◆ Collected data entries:
________________
PR #1400, opened 2023-10-17
[PER-2582] Do not execute git commands when `PERCY_SKIP_GIT_CHECK` is set to True

shantanuk-browserstack:
When git is not installed locally,  percy-cli triggers git popup.

image

We have introduced a env var `PERCY_SKIP_GIT_CHECK`. When this is set to True, git commands will not be executed locally when using percy-cli.

### DIFF
--- a/packages/env/test/defaults.test.js
+++ b/packages/env/test/defaults.test.js
@@ -173,7 +173,6 @@ describe('Defaults', () => {
   });
 
   describe('env PERCY_SKIP_GIT_CHECK', () => {
-  
     beforeEach(() => {
       process.env.PERCY_SKIP_GIT_CHECK = true;
     });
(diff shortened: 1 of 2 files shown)


packages/env/test/defaults.test.js
```diff
@@ -171,4 +171,20 @@ describe('Defaults', () => {
...
+  describe('env PERCY_SKIP_GIT_CHECK', () => {
+    beforeEach(() => {
+      process.env.PERCY_SKIP_GIT_CHECK = true;
+    });
+
+    afterAll(() => {
+      process.env.PERCY_SKIP_GIT_CHECK = false;
+    });
+
+    it('does not make git commands, if there are any', () => {
```
ninadbstack, line 184: Don't we always execute git ? Is there a condition for 'if there are any' ?

shantanuk-browserstack: updated the description

ninadbstack (approved):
________________
◆ Problem to solve:
Retype the records above exactly as they appear.

◆ Answer for this exercise:
PR #1400, opened 2023-10-17
[PER-2582] Do not execute git commands when `PERCY_SKIP_GIT_CHECK` is set to True

shantanuk-browserstack:
When git is not installed locally,  percy-cli triggers git popup.

image

We have introduced a env var `PERCY_SKIP_GIT_CHECK`. When this is set to True, git commands will not be executed locally when using percy-cli.

### DIFF
--- a/packages/env/test/defaults.test.js
+++ b/packages/env/test/defaults.test.js
@@ -173,7 +173,6 @@ describe('Defaults', () => {
   });
 
   describe('env PERCY_SKIP_GIT_CHECK', () => {
-  
     beforeEach(() => {
       process.env.PERCY_SKIP_GIT_CHECK = true;
     });
(diff shortened: 1 of 2 files shown)


packages/env/test/defaults.test.js
```diff
@@ -171,4 +171,20 @@ describe('Defaults', () => {
...
+  describe('env PERCY_SKIP_GIT_CHECK', () => {
+    beforeEach(() => {
+      process.env.PERCY_SKIP_GIT_CHECK = true;
+    });
+
+    afterAll(() => {
+      process.env.PERCY_SKIP_GIT_CHECK = false;
+    });
+
+    it('does not make git commands, if there are any', () => {
```
ninadbstack, line 184: Don't we always execute git ? Is there a condition for 'if there are any' ?

shantanuk-browserstack: updated the description

ninadbstack (approved):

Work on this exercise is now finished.